Stored data
━━━━━━━━

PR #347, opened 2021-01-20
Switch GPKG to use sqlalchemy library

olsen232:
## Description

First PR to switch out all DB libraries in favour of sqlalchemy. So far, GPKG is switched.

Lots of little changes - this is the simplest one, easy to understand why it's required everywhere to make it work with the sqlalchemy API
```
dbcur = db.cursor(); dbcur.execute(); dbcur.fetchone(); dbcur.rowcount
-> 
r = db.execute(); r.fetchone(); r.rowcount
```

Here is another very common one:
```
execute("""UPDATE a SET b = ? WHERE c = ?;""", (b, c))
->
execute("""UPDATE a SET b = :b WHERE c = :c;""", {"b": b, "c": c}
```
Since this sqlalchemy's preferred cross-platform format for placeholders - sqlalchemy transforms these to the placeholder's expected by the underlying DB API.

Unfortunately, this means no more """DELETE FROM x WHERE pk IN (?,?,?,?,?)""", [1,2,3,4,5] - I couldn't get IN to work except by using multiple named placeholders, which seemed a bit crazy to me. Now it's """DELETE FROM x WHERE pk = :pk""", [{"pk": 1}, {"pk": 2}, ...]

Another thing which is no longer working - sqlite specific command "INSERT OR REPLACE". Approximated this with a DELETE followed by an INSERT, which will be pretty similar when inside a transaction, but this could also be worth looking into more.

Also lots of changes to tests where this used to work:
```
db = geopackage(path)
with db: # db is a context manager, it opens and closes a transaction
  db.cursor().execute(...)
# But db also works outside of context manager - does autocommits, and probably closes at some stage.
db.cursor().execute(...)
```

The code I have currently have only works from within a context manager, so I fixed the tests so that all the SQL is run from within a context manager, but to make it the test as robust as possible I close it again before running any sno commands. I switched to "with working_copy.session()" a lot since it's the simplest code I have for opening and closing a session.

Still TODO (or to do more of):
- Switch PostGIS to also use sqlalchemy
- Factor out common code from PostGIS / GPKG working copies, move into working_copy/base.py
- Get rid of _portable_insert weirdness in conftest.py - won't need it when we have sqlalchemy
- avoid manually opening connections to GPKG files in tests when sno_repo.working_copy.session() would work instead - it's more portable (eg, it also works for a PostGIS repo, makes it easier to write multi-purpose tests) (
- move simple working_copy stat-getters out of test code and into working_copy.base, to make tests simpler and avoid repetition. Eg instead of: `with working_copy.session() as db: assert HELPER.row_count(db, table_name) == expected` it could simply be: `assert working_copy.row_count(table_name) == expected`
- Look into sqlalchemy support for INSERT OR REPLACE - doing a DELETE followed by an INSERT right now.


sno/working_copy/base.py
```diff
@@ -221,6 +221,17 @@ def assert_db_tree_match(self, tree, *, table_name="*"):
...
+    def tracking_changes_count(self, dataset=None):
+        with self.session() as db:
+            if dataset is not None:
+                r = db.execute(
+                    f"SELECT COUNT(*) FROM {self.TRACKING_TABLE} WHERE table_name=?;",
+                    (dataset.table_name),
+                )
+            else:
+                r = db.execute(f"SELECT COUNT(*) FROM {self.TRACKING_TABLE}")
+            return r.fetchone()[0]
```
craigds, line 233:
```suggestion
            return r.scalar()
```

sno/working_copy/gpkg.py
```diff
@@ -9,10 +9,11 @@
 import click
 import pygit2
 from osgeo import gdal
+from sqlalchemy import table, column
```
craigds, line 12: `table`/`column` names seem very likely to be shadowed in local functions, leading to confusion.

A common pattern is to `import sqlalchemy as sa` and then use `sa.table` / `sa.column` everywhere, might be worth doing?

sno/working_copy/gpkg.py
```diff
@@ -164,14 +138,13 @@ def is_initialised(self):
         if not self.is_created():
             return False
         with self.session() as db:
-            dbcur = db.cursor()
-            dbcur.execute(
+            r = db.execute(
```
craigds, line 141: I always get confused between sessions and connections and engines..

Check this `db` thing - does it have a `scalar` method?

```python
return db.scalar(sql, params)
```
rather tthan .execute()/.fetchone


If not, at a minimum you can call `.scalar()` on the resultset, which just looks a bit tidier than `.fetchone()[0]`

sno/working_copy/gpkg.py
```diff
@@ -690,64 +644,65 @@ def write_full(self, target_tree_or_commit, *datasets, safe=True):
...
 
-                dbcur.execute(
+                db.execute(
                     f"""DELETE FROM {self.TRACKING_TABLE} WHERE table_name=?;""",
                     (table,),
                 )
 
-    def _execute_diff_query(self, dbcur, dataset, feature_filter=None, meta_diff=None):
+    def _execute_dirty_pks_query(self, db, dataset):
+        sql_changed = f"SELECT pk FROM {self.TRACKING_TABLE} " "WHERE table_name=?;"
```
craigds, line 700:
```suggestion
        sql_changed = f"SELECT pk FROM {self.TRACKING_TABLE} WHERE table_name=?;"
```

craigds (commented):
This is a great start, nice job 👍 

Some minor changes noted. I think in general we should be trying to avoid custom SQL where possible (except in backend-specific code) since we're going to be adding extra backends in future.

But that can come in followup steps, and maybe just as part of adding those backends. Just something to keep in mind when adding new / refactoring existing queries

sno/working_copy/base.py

━━━━━━━━

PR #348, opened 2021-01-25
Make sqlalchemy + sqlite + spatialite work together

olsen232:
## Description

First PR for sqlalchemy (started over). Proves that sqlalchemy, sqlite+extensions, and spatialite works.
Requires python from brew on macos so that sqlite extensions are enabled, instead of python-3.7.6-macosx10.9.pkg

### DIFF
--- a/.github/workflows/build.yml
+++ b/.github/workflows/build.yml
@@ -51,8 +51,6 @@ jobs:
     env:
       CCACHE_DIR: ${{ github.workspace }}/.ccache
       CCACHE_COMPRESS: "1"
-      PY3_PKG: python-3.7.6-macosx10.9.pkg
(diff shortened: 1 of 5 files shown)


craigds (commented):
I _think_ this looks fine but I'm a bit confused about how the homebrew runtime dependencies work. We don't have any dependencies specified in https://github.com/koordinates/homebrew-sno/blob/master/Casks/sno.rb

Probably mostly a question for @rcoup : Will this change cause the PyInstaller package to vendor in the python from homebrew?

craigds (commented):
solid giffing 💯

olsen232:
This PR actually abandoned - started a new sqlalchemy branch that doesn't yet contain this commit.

━━━━━━━━

**Assignment**
Find each line in the records above that contains "build", and copy it.

**Expected answer**
--- a/.github/workflows/build.yml
+++ b/.github/workflows/build.yml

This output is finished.